The processing method according to claim 1, wherein said acquiring audio feedback data generated during the playing process of the main audio data comprises:

Obtain the expression characteristics fed back during the playback of the main audio data;

The expression feature is converted into corresponding audio data, and at least the converted audio data is used as the audio feedback data.
The processing method according to claim 1, wherein the main audio data is audio data of a live media file.
The processing method according to any one of claims 1 to 12, wherein the method further comprises:

In response to the instruction to turn on the live sound effect function, the operation of merging the audio feedback data with the main audio data is performed.
A method for processing audio data, implemented by a terminal device, the method including:

Obtain the main audio data selected to be played;

Acquiring live audio data corresponding to the main audio data, where the live audio data includes at least other users' audio feedback data for the main audio data;

Perform a processing operation of playing the live audio data while playing the main audio data.
The processing method according to claim 14, wherein the live audio data further includes audio feedback data of the user corresponding to the terminal device for the main audio data.
A method for processing audio data, implemented by a terminal device, the method including:

In response to the operation of playing the target media file, playing the target media file, where the target media file includes main audio data;

Acquire live audio data corresponding to the main audio data, where the live audio data includes at least other users’ audio feedback data for the main audio data; the execution is accompanied by the process of playing the target media file.
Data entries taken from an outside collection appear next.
PR #23003, opened 2022-02-02
compat: add back deprecated stub files in iterables

### LINKED ISSUE #22997: Missing deprecated stubs for ordered and default_sort_key
There was a rush to get #22357 in at the time because of merge conflicts but it looks like the TODOs where not all done. In particular the deprecated stubs are missing for e.g.:
```
from sympy.utilities.iterables import ordered
```
This needs to be fixed before 1.10 release.

CC @oscargus

oscarbenjamin:
The ordered and default_sort_key functions where removed from
sympy.utilities.iterables in GH-22357 but no deprecated stub functions
were left behind. This commit adds and tests the stubs to ensure that
anyone depending on importing these functions like
```
  from sympy.utilities.iterables import default_sort_key
  from sympy.utilities.iterables import ordered
```
will see a deprecation warning rather than an error.

The proper way to import these functions both before and after these
changes is:
```
  from sympy import default_sort_key
  from sympy import ordered
```

Fixes #22997 (at least on the 1.10 branch)

#### Release Notes

NO ENTRY

### DIFF
--- a/sympy/utilities/iterables.py
+++ b/sympy/utilities/iterables.py
@@ -2993,15 +2993,29 @@ def is_sequence(i, include=None):
             isinstance(i, include))
 
 
-@deprecated(useinstead="sympy.core.traversal.postorder_traversal",
+@deprecated(useinstead="from sympy import postorder_traversal",
     deprecated_since_version="1.10", issue=22288)
 def postorder_traversal(node, keys=None):
     from sympy.core.traversal import postorder_traversal as _postorder_traversal
     return _postorder_traversal(node, keys=keys)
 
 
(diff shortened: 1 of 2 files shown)


oscarbenjamin:
@asmeurer this maybe overlaps with #22900. Perhaps if you want #22900 to be in the release you could make sure that the changes here are included and that could be merged instead.

asmeurer:
You can just merge this as-is. I'll merge it into #22900 and update it once it is in master. I'm changing the signature of SymPyDeprecationWarning, so it will be impossible to "miss" any warnings in the update process. But it also means that things will be in an unmergable state until I manage to go through and update all of them.

PR #23006, opened 2022-02-03
Reordered imports 2

oscargus:

Related to #23000

Major change here:

`solvers` is moved down the import chain (so one can import almost anything on top level in solv`solvers`ers, but not import `solvers`on top level anywhere else)

`simplify` is similarly moved, but still possible to import simplify from top level in `solvers`.

This should break some of the non-obvious import cycles. For example make it easier to import from concrete at top level.

Motivation: both `simplify` and `solvers` should be restrictively used in library code. So it makes more sense to be able to import "everything else" in those two at top level.

#### Other comments

Some minor other changes, primarily moving imports to top-level.

#### Release Notes

NO ENTRY


oscarbenjamin:
Looks good to me

PR #23008, opened 2022-02-03
return precision of Floats passed to Poly in RR

smichr:

Another attempt at closing #22988

That the tests pass suggests that this is a less rarely needed option, triggered by a case like that given in the issue where numbers *rounded* to the same decimal place end up with different precisions. In this case, it seems reasonable to use the minimum precision else extra garbage digits end up showing through in the representation of the object.

#### Release Notes

NO ENTRY

### DIFF
--- a/sympy/polys/tests/test_polytools.py
+++ b/sympy/polys/tests/test_polytools.py
@@ -53,6 +53,7 @@ from sympy.polys.domains import FF, ZZ, QQ, ZZ_I, QQ_I, RR, EX
 from sympy.polys.domains.realfield import RealField
 from sympy.polys.domains.complexfield import ComplexField
 from sympy.polys.orderings import lex, grlex, grevlex
+from sympy.polys.rootoftools import rootof
 
 from sympy.core.add import Add
 from sympy.core.basic import _aresame
@@ -73,9 +74,10 @@ from sympy.functions.elementary.piecewise import Piecewise
 from sympy.functions.elementary.trigonometric import sin
 from sympy.matrices.dense import Matrix
 from sympy.matrices.expressions.matexpr import MatrixSymbol
-from sympy.polys.rootoftools import rootof
+from sympy.printing.repr import srepr
 from sympy.simplify.simplify import signsimp
 from sympy.utilities.iterables import iterable
+from sympy.utilities.misc import filldedent
 
 from sympy.testing.pytest import raises, warns_deprecated_sympy
 
@@ -3567,3 +3569,15 @@ def test_issue_20985():
     w, R = symbols('w R')
     poly = Poly(1.0 + I*w/R, w, 1/R)
     assert poly.degree() == S(1)
+
+
+def test_issue_22988():
+    e = S('(3/100 + 1234/10*x)')
+    p = Poly(e.subs({k: k.round(15) for k in e.atoms(Rational)}))
+    assert str(p) == "Poly(123.4*x + 0.03, x, domain='RR')"
+    assert str(p.terms()) == (
+        '[((1,), 123.400000000000000), ((0,), 0.030000000000000000)]')
+    assert filldedent(srepr(p)) == filldedent("""
+        Poly(Add(Mul(Float('123.399999999999999994', precision=63),
+        Symbol('x')), Float('0.030000000000000000001', precision=60)),
+        Symbol('x'))""")
--- a/sympy/simplify/simplify.py
+++ b/sympy/simplify/simplify.py
@@ -74,6 +74,9 @@ def separatevars(expr, symbols=[], dict=False, force=False):
     Examples
     ========
 
+    >>> from sympy import simplify, sin rad
+    >>> abs((simplify(30.8**2 - 82.5**2 * sin(rad(11.6))**2)).evalf()
+    >>> assert _-673.447451402970 < 1e-12
     >>> from sympy.abc import x, y, z, alpha
     >>> from sympy import separatevars, sin
     >>> separatevars((x*y)**y)
--- a/sympy/simplify/simplify.py
+++ b/sympy/simplify/simplify.py
@@ -74,7 +74,7 @@ def separatevars(expr, symbols=[], dict=False, force=False):
     Examples
     ========
 
-    >>> from sympy import simplify, sin rad
+    >>> from sympy import simplify, sin, rad
     >>> abs((simplify(30.8**2 - 82.5**2 * sin(rad(11.6))**2)).evalf())
     >>> assert _-673.447451402970 < 1e-12
     >>> from sympy.abc import x, y, z, alpha
--- a/sympy/simplify/simplify.py
+++ b/sympy/simplify/simplify.py
@@ -75,7 +75,7 @@ def separatevars(expr, symbols=[], dict=False, force=False):
     ========
 
     >>> from sympy import simplify, sin rad
-    >>> abs((simplify(30.8**2 - 82.5**2 * sin(rad(11.6))**2)).evalf()
+    >>> abs((simplify(30.8**2 - 82.5**2 * sin(rad(11.6))**2)).evalf())
     >>> assert _-673.447451402970 < 1e-12
     >>> from sympy.abc import x, y, z, alpha
     >>> from sympy import separatevars, sin
--- a/sympy/polys/domains/realfield.py
+++ b/sympy/polys/domains/realfield.py
@@ -2,10 +2,11 @@
 
 
 from sympy.core.numbers import Float
+from mpmath.libmp.libmpf import prec_to_dps
 from sympy.polys.domains.field import Field
 from sympy.polys.domains.simpledomain import SimpleDomain
 from sympy.polys.domains.characteristiczero import CharacteristicZero
-from sympy.polys.domains.mpelements import MPContext
+from sympy.polys.domains.mpelements import MPContext, RealElement
 from sympy.polys.polyerrors import CoercionFailed
 from sympy.utilities import public
 
@@ -61,12 +62,19 @@ class RealField(Field, CharacteristicZero, SimpleDomain):
 
     def to_sympy(self, element):
         """Convert ``element`` to SymPy number. """
-        return Float(element, self.dps)
+        _mpf = element._mpf_
+        dps = prec_to_dps(_mpf[-1])
+        return Float(_mpf, dps)
 
     def from_sympy(self, expr):
         """Convert SymPy's number to ``dtype``. """
+        if isinstance(expr, Float):
+            # I don't know how else to get the converted
+            # expr to look like the original. I tried
+            # passing (expr._mpf_, prec=expr._prec) but
+            # that did not pass the added tests
+            return RealElement(str(expr))
         number = expr.evalf(n=self.dps)
-
         if number.is_Number:
             return self.dtype(number)
         else:


sympy/polys/constructor.py
```diff
@@ -57,9 +57,9 @@ def _construct_simple(coeffs, opt):
                 # this is a composite domain, e.g. ZZ[X], EX
                 return None
 
-    # Use the maximum precision of all coefficients for the RR or CC
+    # Use the minimum precision of all coefficients for the RR or CC
     # precision
-    max_prec = max(c._prec for c in float_numbers) if float_numbers else 53
+    max_prec = min(c._prec for c in float_numbers) if float_numbers else 53
```
oscargus, line 62: Rename it to `min_prec`?

Otherwise, this change seems to very much make sense!

smichr: myopia! I made a change here and in the composite section

sympy/polys/tests/test_constructor.py
```diff
@@ -206,3 +207,11 @@ def test_issue_11538():
         assert construct_domain(x + n)[0] == ZZ[x, n]
     assert construct_domain(GoldenRatio)[0] == EX
     assert construct_domain(x + GoldenRatio)[0] == EX
+
+
+def test_issue_22988():
+    a = pi.round(5)
+    b = (pi/1000).round(5)
+    p = construct_domain(a + b*x)[0]
+    assert str(p.from_sympy(pi)) == '3.14159'
```
smichr, line 216:
```suggestion
    assert str(p.from_sympy(pi)) == '3.14'
```

smichr:
ping @oscarbenjamin

oscarbenjamin:
The variable precision option for RR and CC is buggy. It currently uses a global precision for all instances:
https://docs.sympy.org/latest/modules/polys/domainsintro.html#real-and-complex-fields

I have an incomplete attempt to fix this up:
```diff
diff --git a/sympy/polys/domains/complexfield.py b/sympy/polys/domains/complexfield.py
index b2d40f7..91faf74 100644
--- a/sympy/polys/domains/complexfield.py
+++ b/sympy/polys/domains/complexfield.py
@@ -4,11 +4,16 @@
 from sympy.core.numbers import Float, I
 from sympy.polys.domains.characteristiczero import CharacteristicZero
 from sympy.polys.domains.field import Field
-from sympy.polys.domains.mpelements import MPContext
+from sympy.polys.domains.mpelements import MPContext, MPZ_ONE, mpf_mul, int_types, repr_dps
 from sympy.polys.domains.simpledomain import SimpleDomain
 from sympy.polys.polyerrors import DomainError, CoercionFailed
 from sympy.utilities import public
 
+
+def _convert_fallback(x, strings):
+        raise TypeError("cannot create mpf from " + repr(x))
+
+
 @public
 class ComplexField(Field, CharacteristicZero, SimpleDomain):
     """Complex numbers up to the given precision. """
@@ -25,6 +30,63 @@ class ComplexField(Field, CharacteristicZero, SimpleDomain):
 
     _default_precision = 53
 
+    def __init__(self, prec=_default_precision, dps=None, tol=None):
+
+        context = MPContext()
+        if dps is None:
+            context.prec = prec
+        else:
+            context.dps = dps
+
+        context.types = [context.mpf, context.mpc, context.constant]
+        context._str_digits = context.dps
+        context._repr_digits = repr_dps(context.prec)
+        context._convert_fallback = _convert_fallback
+        context.pretty = False
+
+        if tol is None:
+            tol = self._make_tol(context.prec)
+        elif tol is False:
+            tol = fzero
+        else:
+            tol = self._convert_tol(tol)
+
+        tolerance = context.make_mpf(tol)
+
+        self._context = context
+        self.tolerance = tolerance
+        self.max_denom = self._make_max_denom(self.tolerance)
+
+        self.dtype = context.mpc
+        self.zero = self.dtype(0)
+        self.one = self.dtype(1)
+
+    def _make_tol(self, precision):
+        hundred = (0, 25, 2, 5)
+        eps = (0, MPZ_ONE, 1-precision, 1)
+        return mpf_mul(hundred, eps)
+
+    def make_tol(self):
+        return self.context.make_mpf(self._make_tol(self.precision))
+
+    def _make_max_denom(self, tolerance):
+        if not tolerance:
+            return 1000000
+        else:
+            return int(1/tolerance)
+
+    def _convert_tol(ctx, tol):
+        if isinstance(tol, int_types):
+            return from_int(tol)
+        if isinstance(tol, float):
+            return from_float(tol)
+        if hasattr(tol, "_mpf_"):
+            return tol._mpf_
+        prec, rounding = ctx._prec_rounding
+        if isinstance(tol, str):
+            return from_str(tol, prec, rounding)
+        raise ValueError("expected a real number, got %s" % tol)
+
     @property
     def has_default_precision(self):
         return self.precision == self._default_precision
@@ -37,26 +99,13 @@ def precision(self):
     def dps(self):
         return self._context.dps
 
-    @property
-    def tolerance(self):
-        return self._context.tolerance
-
-    def __init__(self, prec=_default_precision, dps=None, tol=None):
-        context = MPContext(prec, dps, tol, False)
-        context._parent = self
-        self._context = context
-
-        self.dtype = context.mpc
-        self.zero = self.dtype(0)
-        self.one = self.dtype(1)
-
     def __eq__(self, other):
         return (isinstance(other, ComplexField)
            and self.precision == other.precision
            and self.tolerance == other.tolerance)
 
     def __hash__(self):
-        return hash((self.__class__.__name__, self.dtype, self.precision, self.tolerance))
+        return hash((self.__class__.__name__, self.precision, self.tolerance))
 
     def to_sympy(self, element):
         """Convert ``element`` to SymPy number. """
@@ -106,10 +155,7 @@ def from_RealField(self, element, base):
         return self.dtype(element)
 
     def from_ComplexField(self, element, base):
-        if self == base:
-            return element
-        else:
-            return self.dtype(element)
+        return self.dtype(element)
 
     def get_ring(self):
         """Returns a ring associated with ``self``. """
diff --git a/sympy/polys/domains/mpelements.py b/sympy/polys/domains/mpelements.py
index 51208a7..12f4050 100644
--- a/sympy/polys/domains/mpelements.py
+++ b/sympy/polys/domains/mpelements.py
@@ -170,3 +170,35 @@ def almosteq(ctx, s, t, rel_eps=None, abs_eps=None):
         else:
             err = diff/abss
         return err <= rel_eps
+
+def to_rational_2(s, max_denom, limit=True):
+    p, q = to_rational(s._mpf_)
+
+    if not limit or q <= max_denom:
+        return p, q
+
+    p0, q0, p1, q1 = 0, 1, 1, 0
+    n, d = p, q
+
+    while True:
+        a = n//d
+        q2 = q0 + a*q1
+        if q2 > max_denom:
+            break
+        p0, q0, p1, q1 = p1, q1, p0 + a*p1, q2
+        n, d = d, n - a*d
+
+    k = (max_denom - q0)//q1
+
+    number = mpq(p, q)
+    bound1 = mpq(p0 + k*p1, q0 + k*q1)
+    bound2 = mpq(p1, q1)
+
+    if not bound2 or not bound1:
+        return p, q
+    elif abs(bound2 - number) <= abs(bound1 - number):
+        return bound2._mpq_
+    else:
+        return bound1._mpq_
+
+MPContext = PythonMPContext
diff --git a/sympy/polys/domains/realfield.py b/sympy/polys/domains/realfield.py
index 4ae4235..59ba177 100644
--- a/sympy/polys/domains/realfield.py
+++ b/sympy/polys/domains/realfield.py
@@ -5,10 +5,15 @@
 from sympy.polys.domains.field import Field
 from sympy.polys.domains.simpledomain import SimpleDomain
 from sympy.polys.domains.characteristiczero import CharacteristicZero
-from sympy.polys.domains.mpelements import MPContext
+from sympy.polys.domains.mpelements import MPContext, MPZ_ONE, mpf_mul, to_rational_2, fzero, repr_dps
 from sympy.polys.polyerrors import CoercionFailed
 from sympy.utilities import public
 
+
+def _convert_fallback(x, strings):
+    raise TypeError("cannot create mpf from " + repr(x))
+
+
 @public
 class RealField(Field, CharacteristicZero, SimpleDomain):
     """Real numbers up to the given precision. """
@@ -26,6 +31,63 @@ class RealField(Field, CharacteristicZero, SimpleDomain):
 
     _default_precision = 53
 
+    def __init__(self, prec=_default_precision, dps=None, tol=None):
+
+        context = MPContext()
+        if dps is None:
+            context.prec = prec
+        else:
+            context.dps = dps
+
+        context.types = [context.mpf, context.mpc, context.constant]
+        context._str_digits = context.dps
+        context._repr_digits = repr_dps(context.prec)
+        context._convert_fallback = _convert_fallback
+        context.pretty = False
+
+        if tol is None:
+            tol = self._make_tol(context.prec)
+        elif tol is False:
+            tol = fzero
+        else:
+            tol = self._convert_tol(tol)
+
+        tolerance = context.make_mpf(tol)
+
+        self._context = context
+        self.tolerance = tolerance
+        self.max_denom = self._make_max_denom(self.tolerance)
+
+        self.dtype = context.mpf
+        self.zero = self.dtype(0)
+        self.one = self.dtype(1)
+
+    def _make_tol(self, precision):
+        hundred = (0, 25, 2, 5)
+        eps = (0, MPZ_ONE, 1-precision, 1)
+        return mpf_mul(hundred, eps)
+
+    def make_tol(self):
+        return self.context.make_mpf(self._make_tol(self.precision))
+
+    def _make_max_denom(self, tolerance):
+        if not tolerance:
+            return 1000000
+        else:
+            return int(1/tolerance)
+
+    def _convert_tol(ctx, tol):
+        if isinstance(tol, int_types):
+            return from_int(tol)
+        if isinstance(tol, float):
+            return from_float(tol)
+        if hasattr(tol, "_mpf_"):
+            return tol._mpf_
+        prec, rounding = ctx._prec_rounding
+        if isinstance(tol, str):
+            return from_str(tol, prec, rounding)
+        raise ValueError("expected a real number, got %s" % tol)
+
     @property
     def has_default_precision(self):
         return self.precision == self._default_precision
@@ -38,19 +100,6 @@ def precision(self):
     def dps(self):
         return self._context.dps
 
-    @property
-    def tolerance(self):
-        return self._context.tolerance
-
-    def __init__(self, prec=_default_precision, dps=None, tol=None):
-        context = MPContext(prec, dps, tol, True)
-        context._parent = self
-        self._context = context
-
-        self.dtype = context.mpf
-        self.zero = self.dtype(0)
-        self.one = self.dtype(1)
-
     def __eq__(self, other):
         return (isinstance(other, RealField)
            and self.precision == other.precision
@@ -105,7 +154,7 @@ def from_ComplexField(self, element, base):
 
     def to_rational(self, element, limit=True):
         """Convert a real number to rational number. """
-        return self._context.to_rational(element, limit)
+        return to_rational_2(element, self.max_denom, limit)
 
     def get_ring(self):
         """Returns a ring associated with ``self``. """
diff --git a/sympy/polys/domains/tests/test_domains.py b/sympy/polys/domains/tests/test_domains.py
index 40b1cb0..2a66cce 100644
--- a/sympy/polys/domains/tests/test_domains.py
+++ b/sympy/polys/domains/tests/test_domains.py
@@ -1155,11 +1155,6 @@ def test_canonical_unit():
     assert (K.one + i)/(i - K.one) == -i
 
 
-def test_issue_18278():
-    assert str(RR(2).parent()) == 'RR'
-    assert str(CC(2).parent()) == 'CC'
-
-
 def test_Domain_is_negative():
     I = S.ImaginaryUnit
     a, b = [CC.convert(x) for x in (2 + I, 5)]
diff --git a/sympy/polys/ring_series.py b/sympy/polys/ring_series.py
index 538db6d..47a02ad 100644
--- a/sympy/polys/ring_series.py
+++ b/sympy/polys/ring_series.py
@@ -985,7 +985,7 @@ def rs_nth_root(p, n, x, prec):
                     "this domain.")
         else:
             try:                              # RealElement doesn't support
-                const = R(c**Rational(1, n))  # exponentiation with mpq object
+                const = R(R.domain.to_sympy(c)**Rational(1, n))  # exponentiation with mpq object
             except ValueError:                # as exponent
                 raise DomainError("The given series cannot be expanded in "
                     "this domain.")
```

smichr:
@oscarbenjamin , any objection to committing this? A work-around for the issue would probably be appreciated until a more full resolution is made (and I am not aware enough of the issue that is being addressed by your diff, so it would be some time before I could provide useful feedback).

oscarbenjamin:
I'm not entirely sure what this PR is doing and whether it makes conceptual sense for a consistent definition of how RR is supposed to work which is that it should be a domain of fixed precision (53-bit) floating point numbers.

smichr:
> it should be a domain of fixed precision (53-bit) floating point numbers.

This is not how it is set up in master -- it is a domain of fixed precision number and only defaults to 53 if there are no floats in the expression. Formerly, the uniform precision was taken to be the precision of the most precise value. This causes garbage digits to show on numbers that had less precision. Now the precision of the *least* precise value is used to set the uniform precision. And that makes some sense: your precision in computing a value should not exceed the least precise value.

oscarbenjamin:
I haven't thought through all of the implications but I'm really not sure about this change. It means that a low precision float reduces the precision of everything else:
```python
In [1]: e = N(sin(1) ** 2 + cos(1) ** 2 - 1)

In [2]: Poly(x + e)
Out[2]: Poly(1.0*x - 4.0e-124, x, domain='RR')

In [3]: Poly(x + e) / 3
Out[3]: 0.3⋅x - 1.0e-124
```

smichr:
> reduces the precision of everything else

I'm not sure that is a good example -- the value of `e` is without precision and I would not expect to make any quantitative predictions from an expression containing such a value. But I can see an objection: if x is 1000 then we should get an answer of 3333.3 +/- 0.1 (or 0.05), not 3000 +/- 0.1. sigh. I guess the string-hack is the only workaround until variable precisions are supported -- but that is what the last PR I made was, but you didn't like that (so I am a little confused).

oscarbenjamin:
> so I am a little confused

I'm also confused. The first point is I don't really see a major problem to solve here. The solutions you have proposed impact on the accuracy of calculations but the problem itself seems to be mostly just aesthetic. To me there's a hierarchy here where accuracy basically always trumps aesthetics (especially if I don't fully understand all of the implications of a change).

Note that in the example in the issue the number is not one that can be represented exactly in binary:
```
In [8]: import decimal

In [9]: decimal.Decimal(0.88341)
Out[9]: Decimal('0.883410000000000028563817977556027472019195556640625')

In [10]: Rational("0.88341")
Out[10]: 
88341 
──────
100000
```
The expected 5 digit decimal number cannot be represented exactly in binary. Conversely the exact decimal representation of the binary number that we end up with is too long to fully display and so some truncation of output will happen. In this particular case the truncation was not as short as hoped for. If that's an issue (I'm not personally sure that it is) then I don't see why it shouldn't be considered a printing issue.

smichr:
> don't see why it shouldn't be considered a printing issue.

1. The numbers were rounded. 
2. Rounded numbers print properly. 
3. RR removes information about precision (upcasting precision of lower precision number) so it cannot be printed as intended. 

My original workaround was to leave all precisions in a RR expression alone and only convert to Float those that were not already Float. It worked but you said the intent of RR was to have all numbers at the same precision. (But based on the discussion here, it seems like you don't see this as a requirement.)

oscarbenjamin:
> But based on the discussion here, it seems like you don't see this as a requirement.

I do think it's a requirement, or at least that that is the current design and I don't see that it should be changed. I can't say that I fully understand what the effects of the current design are or what difference these changes would make. When thinking about this though I am *much* more concerned about trying to understand the potential effect on the accuracy of calculations then I am on the aesthetic appearance of the float in a printed display.

The issue does not in any way seem serious enough to risk making a change like this without a clear and detailed understanding of its effects. The change in this PR is really quite far-reaching. The SymPy test suite does not have good coverage for operations with floats even though it is clear that there are many problems that occur in relation to them so the fact that tests pass does not give me confidence in these changes.

smichr:
I think that when users see garbage it makes them nervous about the integrity of the product. Yes, prioritize making it do the right thing, but don't neglect showing the right thing.

I went back to the changes I had before that allow the precision of passed values to be retained.

sympy/polys/tests/test_polytools.py
```diff
@@ -3567,3 +3569,15 @@ def test_issue_20985():
...
+def test_issue_22988():
+    e = S('(3/100 + 1234/10*x)')
+    p = Poly(e.subs({k: k.round(15) for k in e.atoms(Rational)}))
+    assert str(p) == "Poly(123.4*x + 0.03, x, domain='RR')"
+    assert str(p.terms()) == (
+        '[((1,), 123.400000000000000), ((0,), 0.030000000000000000)]')
+    assert filldedent(srepr(p)) == filldedent("""
+        Poly(Add(Mul(Float('123.399999999999999994', precision=63), 
+        Symbol('x')), Float('0.030000000000000000001', precision=60)), 
+        Symbol('x'))""")
```
smichr, line 3583: In master this gives
```
>>> str(p)
"Poly(123.4*x + 0.0299999999999999989, x, domain='RR')"
>>> str(p.terms())
'[((1,), 123.400000000000000), ((0,), 0.0299999999999999989)]'
>>> print(filldedent(srepr(p)))

Poly(Add(Mul(Float('123.399999999999999994', precision=63),
Symbol('x')), Float('0.0299999999999999988898', precision=63)),
Symbol('x'))
```

Note that the precision is no longer '63' for the lower precision 0.03, it is 60.

smichr: > low precision float reduces the precision of everything else

Here is a comparison of master and this PR with the `e + x` example you gave:
```python
master

>>> e = N(sin(1) ** 2 + cos(1) ** 2 - 1)
>>> srepr(Poly(e + x))
"Poly(Add(Mul(Float('1.0', precision=7), Symbol('x')), Float('-3.782e-124', precision=7)), Symbol('x'))"
>>> ^Z

this pR

>>> e = N(sin(1) ** 2 + cos(1) ** 2 - 1)
>>> srepr(Poly(e + x))
"Poly(Mul(Float('1.0', precision=7), Symbol('x')), Symbol('x'))"
```

So this PR isn't breaking anything worse than it is.

smichr: My hunch is that the conversion of non-floats (like the Integer coefficient on x) should use max(float prec, 53).

sympy/simplify/simplify.py
```diff
@@ -74,6 +74,9 @@ def separatevars(expr, symbols=[], dict=False, force=False):
     Examples
     ========
 
+    >>> from sympy import simplify, sin rad
+    >>> abs((simplify(30.8**2 - 82.5**2 * sin(rad(11.6))**2)).evalf()
```
smichr, line 78:
```suggestion
    >>> abs((simplify(30.8**2 - 82.5**2 * sin(rad(11.6))**2)).evalf())
```

sympy/simplify/simplify.py
```diff
@@ -74,6 +74,9 @@ def separatevars(expr, symbols=[], dict=False, force=False):
     Examples
     ========
 
+    >>> from sympy import simplify, sin rad
```
smichr, line 77:
```suggestion
    >>> from sympy import simplify, sin, rad
```

sympy/simplify/simplify.py
```diff
@@ -74,6 +74,9 @@ def separatevars(expr, symbols=[], dict=False, force=False):
     Examples
     ========
 
+    >>> from sympy import simplify, sin, rad
+    >>> abs((simplify(30.8**2 - 82.5**2 * sin(rad(11.6))**2)).evalf())
+    >>> assert _-673.447451402970 < 1e-12
```
smichr, line 79: The actual value is 673.295830164072 so it looks like simplify is using the `to/from_sympy` which is odd.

The main audio data plays the processing operation of the live audio data.
The processing method according to claim 16, wherein said acquiring live audio data corresponding to said main audio data comprises:

Acquire audio feedback data of other users for the main audio data from the server as the live audio data.
The processing method according to claim 16, wherein the method further comprises:

Acquiring audio feedback data of the user corresponding to the terminal device for the main audio data;

Upload the audio feedback data of the user to the server.
An audio data processing device includes:

A data acquisition module for acquiring audio feedback data generated during the playback of the main audio data; and an audio processing module for combining the audio feedback data with the main audio data to generate the combined audio data for use Play.
An electronic device, comprising the processing device according to claim 19; or, comprising:

Memory, used to store executable instructions;

The processor is configured to run the electronic device to execute the processing method according to any one of claims 1-18 according to the control of the executable instruction.
The electronic device according to claim 20, wherein the electronic device is a terminal device without a display device.
The electronic device according to claim 20, wherein the electronic device is a terminal device, and the terminal device further comprises an input device for the corresponding user to input feedback content for the main audio data, and the The feedback content is sent to the processing device or the processor, so that the processing device or the processor generates audio feedback data of the corresponding user for the main audio data according to the feedback content.
The electronic device according to claim 20, wherein the electronic device is a terminal device, the terminal device further comprises an audio output device, and the audio output device is configured to be controlled by the processing device or the processor, Play the corresponding audio feedback data while playing the main audio data.
A computer-readable storage medium, wherein the computer-readable storage medium stores a computer program that can be read and executed by a computer, and the computer program is used to execute a computer program according to claim 1 when read and executed by the computer. The processing method described in any one of to 18.